İkinci alkış ise sağlık çalışanlarınaydı. Sağlık Bakanı, Meclis'te konuşmasını tamamladı ama yerine oturmadan önce, "Sağlık çalışanlarını alkışlamanızı istiyorum" dedi. Baktım, istisnasız tüm milletvekilleri alkışlıyordu. Sağlık çalışanlarımız alkışı fazlasıyla hak ediyorlar ama bu sadece alkışla sınırlı kalmamalı.

Sağlık Bakanı ile konuşmamızı aktaracağım ama birkaç gözlemimi daha paylaşmak istiyorum. Fahrettin Koca ile ne zaman karşılaşsak tokalaşırdık, bugün sosyal mesafeden "gönül selamı" ile selamlaşmakla yetindik. Bakan'a günde kaç defa elini yıkadığını sordum. "Birkaç saatte yıkamak lazım" dedi. Kendisi de öyle yapıyormuş. "2-3 saatte bir yıkıyorum" dedi. Bir de OHAL ilan edilsin gibi öneriler var. Sağlık Bakanı, " OHAL'ini ilan etsin" demekle bu işe yeni bir boyut kazandırdı.


Şimdi sizi Sağlık Bakanı Fahrettin Koca'nın açıklamaları ile baş başa bırakıyorum.

TESTLER DOKTOR SEVKİYLE YAPILACAK

Testlerin yapılacağını açıkladınız. Her isteyen istediği gibi yaptırabilecek mi, nasıl olacak?

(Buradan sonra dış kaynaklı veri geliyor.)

PR #14612, opened 2025-09-04
Proposed tweaks.

PawelWMS:
Just some proposed tweaks instead of comments in the original PR.


manuelh-dev:
Thank you! I ran some internal validation (IDs 918813, 918814), looking good, merging.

Bakan: "Herkes test yaptırabilecek, ancak doktor sevkıyle test merkezlerinde yapılacak. Testleri ve test merkezlerini yaygınlaştıracağız tüm Türkiye'de."
Herkese yapılacak mı? Yani Güney Kore'de olduğu gibi ben gidip istediğimde yaptırabilir miyim?

"O doğru değil, klinik bulgu varsa test yapılacak. Örneğin siz normalde testi yaptırdınız, baktınız hiçbir bulgunuz yok. Negatif çıktı ama sonradan pozitif çıkanlar da var. Çin'de de öyle olmuş. Negatif çıkan, sonra pozitif olan var, Aytaç Paşa gibi. Diyelim ilk aşamada büyük oranda negatif çıktı. 'Bende yok' diye rahat davranacaksınız. Bu test yanlışa sevk edebilir. Başkalarına gidip bulaştırabilirsiniz. O nedenle üç gün sonra testi tekrarlamak gerektiği söyleniyor. Çünkü üç gün sonra çıkabilir. Bizde de doktorlarımız testi yaptığımız kişiyi üç gün sonra tekrar çağırıp bir daha teste tabi tutacak. Bu arada siz negatif diye her tarafa gittiniz. O da ayrı bir risk oluşturabilir. Onu engellemeye çalışıyoruz. O nedenle herkesin baştan kendisini izole etmesi lazım. Hastalık bulgusu olmasa da... Olağanüstü hal deniyor. Olağanüstü hal mi? Herkes kendi olağanüstü halini oluştursun. Bunun önünde hiçbir engel yok. Biz ne kadar sıkı durabilirsek o kadar üstesinden gelebiliriz, yayılımını önlemiş oluruz. Şu iki-üç hafta sıkı durmamız gerekiyor."

İNGİLTERE MODELİNİ BENİMSEMİYORUM
Güney Kore ile İngiltere arası bir model uygulayacaksınız galiba.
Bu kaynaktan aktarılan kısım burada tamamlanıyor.